女性消防団員が長崎県ポンプ大会へ 金山さん「皆さんのために優勝したい」

火点に向けて放水する金山さん=長崎市松が枝町

 今年37回目を迎える長崎県消防ポンプ操法大会に女性団員が挑む。県に資料が残る第25回(2000年)以降、女性が出場するのは初。長崎市消防団梅香崎地区第15分団(戸町)に所属する金山千尋さん(28)。大村市内で7日に開催される本番を前に「指導やサポートをしてくださった皆さんのために優勝したい」と意気込んでいる。
 高校卒業後アルバイトをしていた2013年、長崎市東山手町のグループホーム火災で消防団員として人命救助に当たった叔父の姿を見て「自分も地域の人の役に立てれば」と志した。当初は市の女性消防団で広報などを担っていたが、「現場で活躍したい」という思いが強かった。17年、父(同地区本部副団長)が当時の分団長を務めていた縁で第15分団に入った。
 ポンプ操法の地区大会に出場し、実力を磨いてきた。
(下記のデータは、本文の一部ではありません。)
PR #5166, opened 2023-04-10
[NUI] Rotation class with EulerAngle (pitch/yaw/roll)

hinohie:
Add API that we can set Rotation by pitch/yaw/roll + Get Rotation informations as pitch/yaw/roll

県大会は市内消防団が持ち回りで出場する。今回は梅香崎地区から、三つの分団が合同チームを構成し「ポンプ車操法の部」にエントリー。金山さんの役割はスピードや細やかな操作が求められる「1番員」。筒先(ノズルなど)とホース、合わせて重さ約9キロを担いで30メートル走り、2番員にホースを渡し20メートルほど進んで「火点」に放水する。迅速さや確実性などを競う。
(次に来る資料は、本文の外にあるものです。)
PR #5172, opened 2023-04-12
[Camera] Add new camera setting APIs

hsgwon:
### Description of Change ###

Add new camera setting APIs like the followings.
- Saturation
- Sharpness
- Gain
- WhiteBalanceTemperature

### API Changes ###

 - TCSACR-538


src/Tizen.Multimedia.Camera/Camera/CameraSettings.cs
```diff
@@ -375,6 +383,214 @@ public Range ExposureRange
...
+            }
+            set
+            {
+                Native.SetSaturation(_camera.GetHandle(), value).
+                    ThrowIfFailed("Failed to set camera saturation value.");
+            }
+        }
+
+        /// <summary>
+        /// Gets the available saturation value.
```
wiertel, line 409: that follows the pattern of already existing properties, but "Gets the available saturation value range." or "Gets the available saturation range." or "Gets the range of allowed saturation value."  would be better.

src/Tizen.Multimedia.Camera/Camera/CameraSettings.cs
```diff
@@ -375,6 +383,214 @@ public Range ExposureRange
...
+        /// </summary>
+        /// <since_tizen> 11 </since_tizen>
+        /// <remarks>
+        /// If the minimum value is greater than the maximum value, it means this feature is not supported.
+        /// </remarks>
+        /// <exception cref="NotSupportedException">Saturation is not supported.</exception>
```
wiertel, line 415: lines 413 and 415 suggest 2 different outcomes when saturation is not supported. Which is it then - an empty range or exception?

wiertel (approved):

src/Tizen.Multimedia.Camera/Camera/CameraSettings.cs
hsgwon: I'll fix it.

src/Tizen.Multimedia.Camera/Camera/CameraSettings.cs
hsgwon: As described in remarks, If min value is greater than the max value, it means XXRange is not supported and in this case, NotSupportedException will be thrown. 
Those values are tested by `GetRange()` method in 64 line.

wiertel: The thing is that it's not clear to me what will happen when the feature is not supported - It cannot be both an exception and some values.  Will app developer get an exception or an empty Range object?

PR #5190, opened 2023-04-19
[NUI] Remove duplicate ?. operator and use using statement

rabbitfor:
### API Changes ###

 - ACR:


hinohie (approved):
Good point. I think we can do same thing and reduce code complexity of similar codes in future

PR #5200, opened 2023-04-20
[NUI][API10] Fix SVACE issues.

huayongxu:
### Description of Change ###

 [STATISTICAL] Value InternalSource, which is result of method invocation with possible null return value, is dereferenced in member access expression InternalSource.Count

 [STATISTICAL] Value AppBar, which is result of method invocation with possible null return value, is dereferenced in method call AppBar.PassFocusableViewInsideIfNeeded()

[STATISTICAL] Value temp, which is result of method invocation with possible null return value, is dereferenced in member access expression temp.Width

### API Changes ###

 - ACR:


xuelian-bai (approved):
looks good to me

dongsug-song (approved):
approved

PR #5203, opened 2023-04-20
Implement libsessiond wrapper

adaszkiewicza:
## Description of Change ##
Implemented a wrapper for sessiond.  Changes placed into `src/Tizen.System.Session`.

### ACR ###:
Not applicable
#### static ####
- `int Session.CurrentUID` - Field
- `int Session.MaxUserLength` - Field
- `string Session.EmptyUser` - Field
- `Session Session.GetInstance(int sessionUID)`
#### requiring an object (Session sessionObj) ####
- `int sessionObj.SessionUID` - Property
- `IReadOnlyList<string> sessionObj.GetUsers()`
- `string sessionObj.GetCurrentUser()`
- `Task sessionObj.SubsessionAddUserAsync(string userName)`
- `Task sessionObj.SubsessionRemoveUserAsync(string userName)`
- `Task sessionObj.SubsessionSwitchUserAsync(string userName)`
- `void sessionObj.SubsessionEventMarkAsDone(SubsessionEventArgs subsessionEventArgs)`
- `event sessionObj.EventHandler<AddUserEventArgs> AddUserWait`
- `event sessionObj.EventHandler<RemoveUserEventArgs> RemoveUserWait`
- `event sessionObj.EventHandler<SwitchUserWaitEventArgs> SwitchUserWait`
- `event sessionObj.EventHandler<SwitchUserCompletionEventArgs> SwitchUserCompletion`

### Changed ###
None

### Removed ###
None

### DIFF
--- a/src/Tizen.System.Session/Session/Session.cs
+++ b/src/Tizen.System.Session/Session/Session.cs
@@ -80,7 +80,8 @@ namespace Tizen.System
         [EditorBrowsable(EditorBrowsableState.Never)]
         public static Session GetInstance(int sessionUID)
         {
-            s_sessionInstances.TryAdd(sessionUID, new Session(sessionUID));
+            if (!s_sessionInstances.ContainsKey(sessionUID))
+                s_sessionInstances.TryAdd(sessionUID, new Session(sessionUID));
             return s_sessionInstances[sessionUID];
         }
 
@@ -213,19 +214,21 @@ namespace Tizen.System
 
             _replyMap[taskID] = (int result, IntPtr data) =>
             {
-                _replyMap.Remove((int)data);
 
                 try
                 {
                     CheckError((SessionError)result, "Interop failed to remove a subsession user");
+                    task.SetResult(true);
                 }
                 catch (Exception exception)
                 {
                     task.SetException(exception);
                     return;
                 }
-
-                task.SetResult(true);
+                finally
+                {
+                    _replyMap.Remove((int)data);
+                }
             };
 
             SessionError ret = Interop.Session.SubsessionRemoveUser(SessionUID, userName, _replyMap[taskID], (IntPtr)taskID);
@@ -258,19 +261,20 @@ namespace Tizen.System
 
             _replyMap[taskID] = (int result, IntPtr data) =>
             {
-                _replyMap.Remove((int)data);
-
                 try
                 {
                     CheckError((SessionError)result, "Interop failed to switch to a different subsession user");
+                    task.SetResult(true);
                 }
                 catch (Exception exception)
                 {
                     task.SetException(exception);
                     return;
                 }
-
-                task.SetResult(true);
+                finally
+                {
+                    _replyMap.Remove((int)data);
+                }
             };
 
             SessionError ret = Interop.Session.SubsessionSwitchUser(SessionUID, userName, _replyMap[taskID], (IntPtr)taskID);
@@ -443,7 +447,7 @@ namespace Tizen.System
         /// <exception cref="UnauthorizedAccessException">Not permitted</exception>
         /// <exception cref="NotSupportedException">Not supported</exception>
         [EditorBrowsable(EditorBrowsableState.Never)]
-        public event EventHandler<SwitchUserCompletionEventArgs> SwitchUserCompletion
+        public event EventHandler<SwitchUserCompletionEventArgs> SwitchUserCompleted
         {
             add
             {
@@ -471,7 +475,14 @@ namespace Tizen.System
                 return;
 
             Log.Error(SessionErrorFactory.LogTag, msg);
-            SessionErrorFactory.ThrowException(ret);
+            Exception ex = SessionErrorFactory.CreateException(ret);
+            if (ex == null)
+            {
+                Log.Error(SessionErrorFactory.LogTag,
+                    "Unexpected exception type for SessionError: " + Enum.GetName(typeof(SessionError), ret));
+                throw new InvalidOperationException("Unrecognized error");
+            }
+            throw ex;
         }
 
         private void IntPtrToStringArray(IntPtr unmanagedArray, int size, out string[] managedArray)
--- a/src/Tizen.System.Session/Session/Session.cs
+++ b/src/Tizen.System.Session/Session/Session.cs
@@ -215,7 +215,6 @@ namespace Tizen.System
 
             _replyMap[taskID] = (int result, IntPtr data) =>
             {
-
                 try
                 {
                     CheckError((SessionError)result, "Interop failed to remove a subsession user");
--- a/src/Tizen.System.Session/Session/Session.cs
+++ b/src/Tizen.System.Session/Session/Session.cs
@@ -1,0 +1,509 @@
+/*
+ * Copyright (c) 2023 Samsung Electronics Co., Ltd All Rights Reserved
+ *
+ * Licensed under the Apache License, Version 2.0 (the License);
+ * you may not use this file except in compliance with the License.
+ * You may obtain a copy of the License at
+ *
+ * http://www.apache.org/licenses/LICENSE-2.0
+ *
+ * Unless required by applicable law or agreed to in writing, software
+ * distributed under the License is distributed on an AS IS BASIS,
+ * WITHOUT WARRANTIES OR CONDITIONS OF ANY KIND, either express or implied.
+ * See the License for the specific language governing permissions and
+ * limitations under the License.
+ */
+
+using System;
+using System.Collections.Concurrent;
+using System.Collections.Generic;
+using System.ComponentModel;
+using System.IO;
+using System.Runtime.InteropServices;
+using System.Text;
+using System.Threading.Tasks;
+
+namespace Tizen.System
+{
+    /// <summary>
+    /// Provides methods to manage subsession users. Allows to register for events triggered by operations on subsession users.
+    /// </summary>
+    [EditorBrowsable(EditorBrowsableState.Never)]
+    public sealed class Session
+    {
+        /// <summary>
+        /// UID of current system user.
+        /// </summary>
+        [EditorBrowsable(EditorBrowsableState.Never)]
+        public static readonly int CurrentUID;
+
+        /// <summary>
+        /// Maximum length of any given user ID.
+        /// </summary>
+        [EditorBrowsable(EditorBrowsableState.Never)]
+        public const int MaxUserLength = 20;
+
+        /// <summary>
+        /// Special subsession ID, which is always present and does not represent any user.
+        /// </summary>
+        [EditorBrowsable(EditorBrowsableState.Never)]
+        public const string EmptyUser = "";
+
+        private static ConcurrentDictionary<int, Session> s_sessionInstances = new ConcurrentDictionary<int, Session>();
+
+        private readonly object _replyLock = new object();
+
+        private IDictionary<int, Interop.Session.SubsessionReplyCallback> _replyMap = new ConcurrentDictionary<int, Interop.Session.SubsessionReplyCallback>();
+
+        private int _replyID = 0;
+
+        private delegate void EventDelegate(SubsessionEventInfoNative infoNative, IntPtr data);
+
+        static Session()
+        {
+            CurrentUID = Interop.Session.GetUID();
+        }
+
+        private Session(int sessionUID)
+        {
+            SessionUID = sessionUID;
+        }
+
+        /// <summary>
+        /// Gets a Session object instance for a given sessionUID.
+        /// </summary>
+        /// <param name="sessionUID">Session UID of a requested Session object instance</param>
+        /// <returns>Returns requested Session object</returns>
+        /// <remarks>
+        /// To ensure thread safety, expilicit creation of Session object is not allowed.
+        /// </remarks>
+        [EditorBrowsable(EditorBrowsableState.Never)]
+        public static Session GetInstance(int sessionUID)
+        {
+            s_sessionInstances.TryAdd(sessionUID, new Session(sessionUID));
+            return s_sessionInstances[sessionUID];
+        }
+
+        /// <summary>
+        /// Gets session UID of this session object.
+        /// </summary>
+        [EditorBrowsable(EditorBrowsableState.Never)]
+        public int SessionUID { get; private set; }
+
+        /// <summary>
+        /// Gets a list of all availible subsession user IDs for this session.
+        /// </summary>
+        /// <remarks>
+        /// The list of users depends on whether the session UID for this session object exists or not. If it
+        /// doesn't, the user list is empty (in particular this is not an error).
+        /// However if the session UID exists, the user list will contain the subsession
+        /// IDs (if they exist), but also the default value, which is "" (empty string, see EmptyUser field).
+        /// This doesn't mean that "" is a subsession ID in the same way as others; it is just a marker meaning that no subsession is
+        /// enabled.
+        /// </remarks>
+        /// <exception cref="ArgumentException">Session UID of this object is invalid</exception>
+        /// <exception cref="OutOfMemoryException">Out of memory</exception>
+        /// <exception cref="IOException">Internal error</exception>
+        /// <exception cref="UnauthorizedAccessException">Not permitted</exception>
+        /// <exception cref="NotSupportedException">Not supported</exception>
+        [EditorBrowsable(EditorBrowsableState.Never)]
+        public IReadOnlyList<string> GetUsers()
+        {
+
+            IntPtr ptr;
+            int count;
+
+            SessionError ret = Interop.Session.SubsessionGetUserList(SessionUID, out ptr, out count);
+            CheckError(ret, "Interop failed to get user list");
+
+            string[] users;
+            IntPtrToStringArray(ptr, count, out users);
+            Interop.Session.SubsessionFreeUserList(ptr);
+
+            return new List<string>(users);
+        }
+
+        /// <summary>
+        /// Gets a currently active subession user ID for this session.
+        /// </summary>
+        /// <remarks>
+        /// When no subsession is enabled, "" (empty string, see EmptyUser field) is returned.
+        /// This doesn't mean that "" is a subsession ID in the same way as others; it is just a marker meaning
+        /// that no subsession is enabled.
+        /// </remarks>
+        /// <exception cref="ArgumentException">Session UID of this object is invalid</exception>
+        /// <exception cref="OutOfMemoryException">Out of memory</exception>
+        /// <exception cref="IOException">Internal error</exception>
+        /// <exception cref="UnauthorizedAccessException">Not permitted</exception>
+        /// <exception cref="NotSupportedException">Not supported</exception>
+        [EditorBrowsable(EditorBrowsableState.Never)]
+        public string GetCurrentUser()
+        {
+            StringBuilder user = new StringBuilder(MaxUserLength);
+            SessionError ret = Interop.Session.SubsessionGetCurrentUser(SessionUID, user);
+            CheckError(ret, "Interop failed to get current subsession user");
+
+            return user.ToString();
+        }
+
+        /// <summary>
+        /// Request new subsession to be created.
+        /// </summary>
+        /// <param name="userName">Subesssion user ID to be created</param>
+        /// <remarks>
+        /// Subsession ID must not start with a dot or have slashes.
+        /// </remarks>
+        /// <exception cref="ArgumentException">Session UID of this object is invalid, or user ID is not a valid subession ID</exception>
+        /// <exception cref="InvalidOperationException"> Provided subsession user ID already exists</exception>
+        /// <exception cref="OutOfMemoryException">Out of memory</exception>
+        [EditorBrowsable(EditorBrowsableState.Never)]
+        public Task SubsessionAddUserAsync(string userName)
+        {
+            var task = new TaskCompletionSource<bool>();
+            int taskID = 0;
+
+            lock (_replyLock)
+            {
+                taskID = _replyID++;
+            }
+
+            _replyMap[taskID] = (int result, IntPtr data) =>
+            {
+                _replyMap.Remove((int)data);
+                try
+                {
+                    CheckError((SessionError)result, "Interop failed to complete adding a new subsession user");
+                }
+                catch (Exception exception)
+                {
+                    task.SetException(exception);
+                    return;
+                }
+
+                task.SetResult(true);
+            };
+
+            SessionError ret = Interop.Session.SubsessionAddUser(SessionUID, userName, _replyMap[taskID], (IntPtr)taskID);
+            CheckError(ret, "Interop failed to register a reply for adding a user");
+            return task.Task;
+        }
+
+        /// <summary>
+        /// Request an existing subsession to be removed.
+        /// </summary>
+        /// <param name="userName">Existing subesssion user ID to be removed</param>
+        /// <remarks>
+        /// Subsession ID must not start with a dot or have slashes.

 チームのキャプテン、大宮海輝さん(41)は「(金山さんは)ムードメーカーで芯が強い。訓練の成果を思う存分発揮して」と期待。他の選手は「頑張り屋でまじめ」「気兼ねない存在」と話す。金山さんは普段、建設会社に勤め、水道管敷設など現場作業に汗を流している。ポンプ操法が楽しく、「一人ひとりの熱が強く、仲が良い」チームへの思いが原動力になっている。
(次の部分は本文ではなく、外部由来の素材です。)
PR #464, opened 2026-08-25
Ensure unfolded state for script tabs

### LINKED ISSUE #463: folding persists in non-active script tabs if folding is turned off
When several script tabs are open and folding is turned off by the user the folded state persists in non-active tabs

BerndN:
ensure inactive script tabs unfold if folding is turned off
#463


emily-elizabeth (approved):
works as described

PR #467, opened 2026-08-25
removed erroneous text from the message box results

### LINKED ISSUE #465: The message box always starts with text in field "results"
When starting HXT 0.9.15 and earlier and one opens the message box it opens with
"dark,#323232,#ffffff"  in field "results".

It seems to be baked in.
A save of stack "Message Box" with an empty field "results" cures this on a local version of HXT.

emily-elizabeth:
removed erroneous text from the message box results


bwmilby (approved):
There are a bunch of additional changes in the binary stack other than removing the text but nothing looks "bad".  I think it is just a matter of the user's defaults getting baked into the file when it was saved.  This is why I'm working on that stripped down stack editor for FLC7, but it could work for OXT/HXT as well as long as careful about widgets.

 5月の連休明けから週4~5日、仕事前や後に長崎港松が枝埠頭(ふとう)に駆け付け、2時間の練習に打ち込んできた。選手以外の団員たちから機材の準備や指導でサポートしてもらえるのが心強い。小学1年の息子もそばで楽しそうに応援してくれる。
 腕っぷしや体力では男性に勝てず、悔しい思いをしたこともある。でも「気持ちでは誰にも負けない」。筒先を握る手に力がみなぎる。